Ihlenfeld: I just try to have as much fun as I can. Every day is fun, there's always something new to get into. There's so much flexibility in this position, there's so much going on in the civil division, the criminal division. ... I'm just trying to enjoy it.
I do see myself continuing to serve the public in some capacity in the future, I don't know what capacity but I'd like to continue to do this. I've done it for 13 years as a county prosecutor and now I've been here for just over a year, so I'd like to continue serving the public in whatever way I can.

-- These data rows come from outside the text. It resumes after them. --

Issue #2466, opened 2026-08-19
feat(datasets): episode augmentation as a dataset transform - LeRobotDataset in/out, provenance-marked, pixel-verdict re-validated (Cosmos-Transfer-style as first backend)


yinsong1986:
# Gap

strands-robots integrates Cosmos 3's **action/policy surface** (VLA inference + SFT post-training) but has no **generation** surface: no video2video / world-model episode synthesis anywhere in the tree (verified: zero generation/predict/transfer APIs in `strands_robots/policies/cosmos3/`). The three data-diversity mechanisms that exist all *perturb within* the simulator's visual distribution:

| Mechanism | Where | When it acts |
|---|---|---|
| Domain randomization + obs noise (`randomize()`, `set_obs_noise()`) | `simulation/base.py:4239/4251`, example 12 | collection time |
| GS photoreal backdrop compositing | `mujoco_gs`/`isaac_gs` + `strands_robots/rendering` | render time |
| `TrainSpec.augmentation` -> GR00T `--color_jitter_params` etc. | `training/base.py:194`, `training/groot.py:230+` | train time |

Generative augmentation - record N episodes, synthesize visually diverse variants, train on many times N - is the one mechanism that escapes the sim's visual distribution, and the one that multiplies data without robot or sim time.

# Proposal: a dataset transform surface

This is not a policy and not a trainer; it is a third provider shape - a **dataset transform**:

- **Contract**: LeRobotDataset in -> augmented LeRobotDataset out. Video observation streams are transformed (Cosmos-Transfer-style domain/style transfer); action/state/timestamp columns pass through byte-identical.
- **Provenance is mandatory**: every generated episode carries `synthetic=true` (+ source episode id, transform name/version) in episode metadata, so training filters and the judge agent treat generated pixels honestly. Silent mixing of generated and recorded data is the failure mode this field exists to prevent.
- **Re-validation as the acceptance gate**: after transformation, deterministic predicates (and the judge, when it lands) re-score each generated episode; a generated episode that flips its deterministic verdict is discarded and counted, measured not assumed. Same eval-integrity doctrine as the Isaac box-proxy issue.
- **Optional extra**, `require_optional()`-gated; the transform *surface* is the deliverable and Cosmos Transfer is its first backend. Honest caveat: depends on upstream generation-model availability and licensing - to be verified before implementation, and the surface must not assume any single vendor's model.

# Acceptance

[...]

PR #2534, opened 2026-08-20
test(transforms): real-weights Cosmos-Transfer2.5 run through the pipeline seam

### LINKED ISSUE #2530: tests_integ(transforms): one real-weights Cosmos-Transfer run through the pipeline seam before the generative path is relied on
## What

Run `CosmosTransferTransform` once end-to-end with **real Cosmos-Transfer weights bound** to the pipeline seam, and pin the shape as a `tests_integ/` item so the generative path has a real-inference test the way every policy backend does (AGENTS.md convention 8).

## Why

PR #2480's verification (review [4983459931](https://github.com/strands-labs/robots/pull/2480#pullrequestreview-4983459931)) graded the pipeline seam through the public API - dotted-path binding, every refusal, the determinism key, round trip and verdict gate with a fake pipeline - but deliberately stopped at the injection seam:

> I did **not** exercise a real Cosmos-Transfer generation: the actual video2video weights would not co-fit alongside what this box already had resident, so the generative path is verified only up to the injection seam. Worth someone running once with real weights bound before this is relied on for a dataset that matters.

So the one unverified claim is that a real generation stack, wrapped per the documented adapter, produces a dataset the round-trip and provenance guarantees hold on. That is a GPU + weights availability question, not a surface question, which is why it is a follow-up rather than part of #2480.

## How

The diffusers-hosted checkpoints are the lowest-friction binding (no source install), via the adapter documented in `strands_robots.transforms.cosmos_transfer`'s module docstring and `_PIPELINE_HELP`:

- `Cosmos2_5_TransferPipeline` (`nvidia/Cosmos-Transfer2.5-2B`) - `__call__`-shaped, `.frames`-returning, `generator=`-seeded, conditions on `controls=` (edge/depth/seg maps derived from the source pixels), so the adapter owns that derivation (e.g. per-frame Canny for the edge controlnet variant, per the upstream example).
- Alternatively `Cosmos2_5_PredictBasePipeline` in Video2World mode (`video=` conditioning) as the simpler first smoke, though Transfer is the namesake.

Acceptance:

- [ ] `tests_integ/transforms/` test: record (or reuse) a small real LeRobot dataset -> `CosmosTransferTransform(pipeline=<real adapter>).transform(spec)` -> reopen the output; assert schema parity, action/state byte-equality, provenance rows naming the real pipeline `version`, pixels changed.
- [ ] Same run twice with the same `seed`: byte-identical outputs (or document precisely where the real pipeline breaks determinism, e.g. nondeterministic CUDA kernels, so the provenance `seed` field's meaning is honest for real backends).
- [ ] Licensing note verified for the deployment running the test (NVIDIA Open Model License), per the caveat `validate()` already states.

## Out of scope

- Shipping a first-party wrapper class for any single vendor's pipeline - the seam is deliberately vendor-neutral; whether a maintained wrapper is worth it can be decided after this run shows what the adapter has to own in practice.

Refs #2466, #2480.

yinsong1986:
## What

One real-weights Cosmos-Transfer run through `CosmosTransferTransform`'s pipeline seam, pinned as a `tests_integ/` item so the generative path has a real-inference test the way every policy backend does (AGENTS.md convention 8).

New: `tests_integ/transforms/test_cosmos_transfer_real_weights.py` (7 tests, `gpu` marker) plus a changelog fragment.

Closes #2530

> **Stacked on #2480.** The transform surface this exercises only exists on #2480's branch (`feat/dataset-transform-augmentation`), which is still open, so this branch is based on that head (`4674448c`) and the diff below includes #2480's commits until it merges. The commits belonging to *this* PR are the ones on top; once #2480 lands and this branch absorbs `main`, the diff collapses to the two new files.

## Why

PR #2480's verification (review 4983459931) graded the seam end to end with a fake pipeline and deliberately stopped at the injection seam - the real video2video weights would not co-fit on the box that ran it. The one unverified claim was that a real generation stack, wrapped per the documented adapter protocol, produces a dataset the round-trip and provenance guarantees hold on. This PR is that run, executed on real hardware, plus the test that keeps it pinned.

## The real run (executed, not just authored)

Binding: diffusers-hosted `nvidia/Cosmos-Transfer2.5-2B` via `Cosmos2_5_TransferPipeline` (diffusers 0.40.0), revision `diffusers/general` + edge controlnet revision `diffusers/controlnet/general/edge`, bf16, `enable_model_cpu_offload`, **real Cosmos Guardrail enabled** (`cosmos_guardrail` 0.3.1 - the pipeline refuses to run without it). The adapter lives in the test module and owns exactly what #2530 asked to be measured:

- **control derivation** - per-frame Canny edge maps from the source pixels (the upstream edge-controlnet recipe);
- **resolution round-trip** - pipeline needs height/width divisible by 16, so source frames are upscaled to a 256x256 work resolution and generated frames resized back to the source shape (the transform contract requires shape/dtype parity);
- **seeding** - the seam's derived per-variant seed becomes a CPU `torch.Generator`, the pipeline's only noise source;
- **version** - the exact checkpoints + diffusers version, recorded into every provenance row.

Measured on an NVIDIA L4 (24 GB): `7 passed in 143.81s` cold / `108.57s` warm, peak ~19 GB GPU memory, ~40 GB of HF cache across model + guardrail weights, ~45 s per generation (17 frames, 10 steps).

## Acceptance criteria from #2530

- [x] `tests_integ/transforms/` test: record a small real LeRobot dataset -> `CosmosTransferTransform(pipeline=<real adapter>).transform(spec)` -> reopen the output; schema parity, action/state byte-equality, provenance rows naming the real pipeline `version` (asserts the model id + controlnet revision appear, never `"unversioned"`), pixels changed (mean shift ~64/255 vs source).
- [x] Same run twice with the same `seed`: **byte-identical outputs** - measured, so the test asserts byte-equality outright. On this stack (L4, torch 2.11 + CUDA 13, diffusers 0.40.0, bf16, cpu-offload) no nondeterministic CUDA kernel surfaced at these shapes; the module docstring documents the stack and says the honest fix if a future kernel/hardware change trips this is to document the divergence, not silently loosen the assertion. So the provenance `seed` field's meaning is honest for this real backend.
- [x] Licensing note verified for the deployment that ran this: both `nvidia/Cosmos-Transfer2.5-2B` and `nvidia/Cosmos-1.0-Guardrail` are auto-gated behind the **NVIDIA Open Model License**, which the account running the test accepted on Hugging Face for both repos; the guardrail (safety checker) was installed and enabled for the run rather than stubbed out, per the license expectation the diffusers pipeline enforces. The test's module docstring carries the same caveat `validate()` states: verify availability and licensing per deployment.

## Test surface

- `TestRealWeightsRoundTrip` (5 tests): counts, schema parity, action/state byte-equality (with a non-vacuous-on-zeros guard), pixels changed, provenance naming the real pipeline.
- `TestRealWeightsDeterminism` (2 tests): decoded image column byte-identical across two identically-seeded `transform()` runs; provenance seeds match.
- Skips cleanly (module-level) without lerobot / torch / CUDA / diffusers>=0.40, and skips at the fixture on gated-weights access failure, so `hatch run test-integ` on a box without the stack is unaffected.
- Exactly 2 pipeline generations for the whole module (module-scoped fixtures; the round-trip run doubles as determinism run A).

`hatch run lint` clean; unit suite (`hatch run test`) green apart from this dev box's pre-existing environmental failures; the new files are integ-only and touch no package code.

Goodwin: Fortunately I was an assistant U.S. attorney since 2001, so I really had a good many ideas going into the post. We've been fortunate to have a very successful year, in my estimation, and look to have an even more successful one moving ahead. You can't focus on the end of the term, you always have to be thinking this is my last day in office, my last week, because that's the way you push things forward. That's kind of the nice thing about having a head of an office as rotating. They're appropriately accountable to the people, you have to look at what the crime problems are in the district and direct the resources to that. It's not a political job in that respect. It is the province of the president to select who it is that's going to lead it but in no way is crime fighting political.